PR #6011, opened 2026-07-23
Update rcore.c

LPBeaulieu:
Added #include <ctype.h> to rcore.c, which is required for isalpha()


raysan5:
@LPBeaulieu redesigned the function to avoid `isalpha()`

PR #6013, opened 2026-07-23
[build][Zig] Improve project example

jn-jairo:
The current code is not wrong, but it is not the Zig way of doing it, and as raylib aims to help people who are learning, it's better if the example project reflects what will be expected from someone working with Zig.

In Zig the de-initialization comes right after the initialization using [defer](https://ziglang.org/documentation/0.16.0/#defer) to execute the expression unconditionally at scope exit.

With this pattern it's less likely that one would forget the de-initialization as it's easier to check if the matching de-initialization is missing and also ensures it will run even if an error occurs in this scope.

### DIFF
--- a/projects/Zig/src/core_basic_window.zig
+++ b/projects/Zig/src/core_basic_window.zig
@@ -31,6 +31,7 @@ pub fn main() void {
     // Initialization
     //--------------------------------------------------------------------------------------
     rl.InitWindow(screenWidth, screenHeight, "raylib [core] example - basic window");
+    defer rl.CloseWindow(); // Close window and OpenGL context
 
     if (builtin.os.tag == .emscripten) {
         std.os.emscripten.emscripten_set_main_loop(UpdateDrawFrame, 0, 1);
@@ -44,11 +45,6 @@ pub fn main() void {
             UpdateDrawFrame();
         }
     }
-
-    // De-Initialization
-    //--------------------------------------------------------------------------------------
-    rl.CloseWindow(); // Close window and OpenGL context
-    //--------------------------------------------------------------------------------------
 }
 
 //----------------------------------------------------------------------------------
@@ -63,11 +59,10 @@ fn UpdateDrawFrame() callconv(.c) void {
     // Draw
     //----------------------------------------------------------------------------------
     rl.BeginDrawing();
+    defer rl.EndDrawing();
 
     rl.ClearBackground(rl.RAYWHITE);
 
     rl.DrawText("Congrats! You created your first window!", 190, 200, 20, rl.LIGHTGRAY);
-
-    rl.EndDrawing();
     //----------------------------------------------------------------------------------
 }


raysan5:
@jn-jairo I'd prefer to keep both solutions, properly comented

jn-jairo:
I added both solutions with comments.

Let me know if I should change anything.

projects/Zig/src/core_basic_window.zig
```diff
@@ -63,11 +72,15 @@ fn UpdateDrawFrame() callconv(.c) void {
     // Draw
     //----------------------------------------------------------------------------------
     rl.BeginDrawing();
+    // End drawing using defer to execute the expression unconditionally at scope exit
+    // See: https://ziglang.org/documentation/master/#defer
+    defer rl.EndDrawing();
```
raysan5, line 62: I think this can lead to future issues, imagine this situation:
```
rl.BeginTextureMode();
defer rl.EndTextureMode();

rl.BeginDrawing();
defer.rlEndDrawing();
// Using RenderTexture
```

Same issue with most `rl.Begin*()`/`rl.End*()` functions, many users can have problems if using defer on those cases, including `InitWindow()`/`CloseWindow()` in cases you need to create one window after another.

raysan5:
@jn-jairo Added some comments that make the use of defer problematic for users on some situations, I think it's better to keep the example aligned with C to avoid those situations.

jn-jairo:
Stupid github just made me lost the long message I spent a lot of time writing... I hate microsoft.

Right now, I don't have the time or patience to rewrite it. I'll send you a reply regarding your concerns later.

jn-jairo:
Ok lets try it again, now I'm writing it on a file in my computer so github doesn't screw me again.

Looks like I failed to explain how it works properly, so let's try it again with a longer message.

- Defer expressions are evaluated in reverse order
- Error in Zig are just special enums you can return like `return error.MyErrorName`
- Scope in Zig is not just function scope like C, in Zig any block `{ }` is a scope, which includes things like `while` and `if` blocks
- Scope exit is when the execution leaves the scope by any means, not just by reaching the end of the scope, like `return` `continue` `break`

So let's look this example:

Note: I made this example with `GuiButton` but I found a bug that destroys the static texts you pass to it, making it blank when you run the function a second time. Probably caused by `GuiDrawText` as `DrawText` works fine.

```zig
const std = @import("std");
const rl = @import("raylib");

fn selectOption() !i32 {
    rl.InitWindow(800, 600, "raylib");
    defer rl.CloseWindow();

    rl.SetTargetFPS(60);

    while (!rl.WindowShouldClose()) {
        rl.BeginDrawing();
        defer rl.EndDrawing();

        rl.ClearBackground(rl.WHITE);

        rl.DrawText("[O]k or [E]rror", 10, 10, 30, rl.BROWN);

        if (rl.IsKeyPressed(rl.KEY_O)) {
            return 1;
        }

        if (rl.IsKeyPressed(rl.KEY_E)) {
            return error.MyError;
        }

        // rl.EndDrawing();
    }

    // rl.CloseWindow();

    return 0;
}

pub fn main() !void {
    for (0..4) |_| {
        const option: i32 = selectOption() catch -1;
        const option_text = switch (option) {
            0 => "ESC",
            1 => "Ok",
            -1 => "Error",
            else => unreachable,
        };
        std.debug.print("...... Option: {} - {s}\n", .{option, option_text});
    }
}
```

I recorded a video running this code with both Zig and C style to show the difference:

https://github.com/user-attachments/assets/0ae2310a-217b-4436-9ae1-eb7b77da6a0b

As you can see, with `defer` the `CloseWindow` is executed no matter what happens, but using the C style, the `CloseWindow` is only executed when pressing `ESC` to leave the function by executing until the end of it and reaching the `CloseWindow` call.

In this example I returned the error directly but in a normal case it would be some function that can return a error like:

```zig
fun myFunction() !void {
    // ...

    if (something) {
        return error.MyError;
    }

    // ...
}
```

And inside the `while` loop it would be executed like `try myFunction();` that is a short for `myFunction() catch |err| return err;` and that is the normal way of coding in Zig.

As you can see `defer` is a essential part of Zig, that prevents bugs and makes the life of the programmer easier.

---

Another point, I found that the `raylib-zig` has this same [example](https://github.com/raylib-zig/raylib-zig/blob/devel/examples/core/basic_window_web.zig) and it's just like my code.

You may have noticed that I removed the last commit that added the comments, I did it because this commit was an error.

Basic features of a programming language should not be explained with comments like I did, and bad code, like not using defer, should not be shown as an option.

The correct code is like it was before, plain and simple, that is why I removed the commit.

Other uses of `defer` with different drawing modes can be seen at `raylib-zig` like the [3d_camera_free](https://github.com/raylib-zig/raylib-zig/blob/devel/examples/core/3d_camera_free.zig) where `{ }` is used to create a new block.

---

When I made this PR I expected it to be quick, but somehow it took a lot of our time.

I'm sorry I made you spend so much time on this.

:::::

__WORK TO BE COMPLETED__:
Please state how many lines in the entries include the string "emscripten", giving no more than the number.

__TASK ANSWER__:
2